Which isn’t to suggest that Coachella, founded in 1999 by L.A.-based Goldenvoice, has gone old-fashioned as it enters its third decade. Apart from Rage Against the Machine — whose singer Zack de la Rocha and guitarist Tom Morello are, like Scott and Ocean, non-white men — the festival is going light on the rock reunions in which it once specialized. (Fatboy Slim and Radiohead’s Thom Yorke are about the only other prominent Gen X-ers in the mix.) And as in recent years, hip-hop looms rightfully large, with Scott, Megan Thee Stallion, Lil Uzi Vert, DaBaby, 21 Savage, Big Sean, Brockhampton, Roddy Ricch and Denzel Curry all as high on the bill as DJs used to be back during the EDM boom.
After a well-received performance in 2019 by Blackpink, the first K-pop girl group to play Coachella, this year’s show will feature the return of Bigbang, the influential K-pop boy band whose members recently completed South Korea’s mandatory military service. 88Rising, an ambitious record label and management company focusing on Asian rap, will present its own showcase — an interesting new ripple in Coachella’s established programming stream.
Latin and Spanish-speaking pop is reasonably well represented given its expanding place in the American mainstream — see Anitta, Omar Apollo, Banda MS and Cuco — though the festival might’ve done well to spring for a marquee hitmaker like Ozuna or even brought back Rosalía, who performed last year but has advanced quickly since then to find a spot in the international creative vanguard that Coachella is always seeking to embody.
Other glimmers in a lineup that stretches well past 100 acts: Lil Nas X and Orville Peck, two oddball country disrupters scheduled to play both Coachella and Goldenvoice’s roots-music festival Stagecoach, which goes down in the same spot a week after Coachella ends; Danny Elfman, the veteran film composer (and former Oingo Boingo frontman) whose appearance here follows Hans Zimmer’s two years ago; Rex Orange County and (Sandy) Alex G, two sensitive singer-songwriters doing beautiful work to redeem that tired job title; and 100 gecs, the merry digital-punk anarchists behind one of 2019’s most exciting debuts.
If you noticed the scarcity of women in that list, you’re not alone: Within hours of Coachella’s posting the 2020 lineup online, observers were pointing out that, after three consecutive years with a female artist among the headliners, the festival had taken a step back in terms of gender parity. For the record, women scheduled to perform include FKA Twigs, Carly Rae Jepsen, Jessie Reyez, Marina, Charli XCX, Kim Petras, Summer Walker and Ari Lennox.

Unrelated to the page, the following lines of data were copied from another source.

PR #13748, opened 2024-04-12
refactor(config): Consistently use kebab-case

epage:
This shouldn't change the behavior but makes it safer if
- We add new fields where it will matter
- Copy/paste these for new structs

I did not change things related to the Index because we are already stuck with that case (whether we want it or not)

Came across this when working on #13540 and almost made the mistake of copying what was already there

### DIFF
--- a/src/cargo/ops/cargo_new.rs
+++ b/src/cargo/ops/cargo_new.rs
@@ -131,6 +131,7 @@ impl NewOptions {
 }
 
 #[derive(Deserialize)]
+#[serde(rename_all = "kebab-case")]
 struct CargoNewConfig {
     #[deprecated = "cargo-new no longer supports adding the authors field"]
     #[allow(dead_code)]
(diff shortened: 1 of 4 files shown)


weihanglo:
The third time we hit this failure?

```

---- death::kill_cargo_add_never_corrupts_cargo_toml stdout ----
thread 'death::kill_cargo_add_never_corrupts_cargo_toml' panicked at crates\cargo-test-support\src\paths.rs:150:17:
failed to remove "D:\\a\\cargo\\cargo\\target\\tmp\\cit\\t1104\\foo": Os { code: 32, kind: Uncategorized, message: "The process cannot access the file because it is being used by another process." }
```

weihanglo:
`kill_cargo_add_never_corrupts_cargo_toml` failed also in #13738 and #13740

weihanglo (approved):

PR #13751, opened 2024-04-12
docs(ref): Update unstable docs for msrv-policy

epage:

### DIFF
--- a/src/doc/src/reference/unstable.md
+++ b/src/doc/src/reference/unstable.md
@@ -327,8 +327,24 @@ Documentation updates:
 ## msrv-policy
 - [#9930](https://github.com/rust-lang/cargo/issues/9930) (MSRV-aware resolver)
 
-The `msrv-policy` feature enables experiments in MSRV-aware policy for cargo in
-preparation for an upcoming RFC.
+Catch-all unstable feature for MSRV-aware cargo features under
+[RFC 2495](https://github.com/rust-lang/rfcs/pull/2495).
+
+### MSRV-aware cargo add
+
+This was stabilized in 1.79 in [#13608](https://github.com/rust-lang/cargo/pull/13608).
+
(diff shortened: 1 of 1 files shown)


src/doc/src/reference/unstable.md
```diff
@@ -327,8 +327,24 @@ Documentation updates:
...
+### MSRV-aware cargo add
+
+This was stabilized in 1.79 in [#13608](https://github.com/rust-lang/cargo/pull/13608).
+
+### MSRV-aware resolver
+
+By default, `-Zmsrv-policy` enables an MSRV-aware resolver.
+The resolver will prefer dependencies with a `package.rust-version` that is the same or newer as your project's MSRV.
+Your project's MSRV is determined by taking the lowest `package.rust-version` set in you workspace.
+If there is none set, `rustc -V` will be used to pick up the rust version from rustup's `rust-toolchain.toml`.
```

Oh, and Lana Del Rey, the hugely beloved L.A. scene queen whose “Norman F— Rockwell!” just topped countless rundowns of last year’s best albums. Is her curious designation as a second-tier act at Coachella a sign that Goldenvoice still has a ways to go in solving a problem that afflicts the entire festival business?
Yep.
Maybe Del Rey will say something about it onstage — something you’ll just have to use your phone to beam out to the folks watching at home.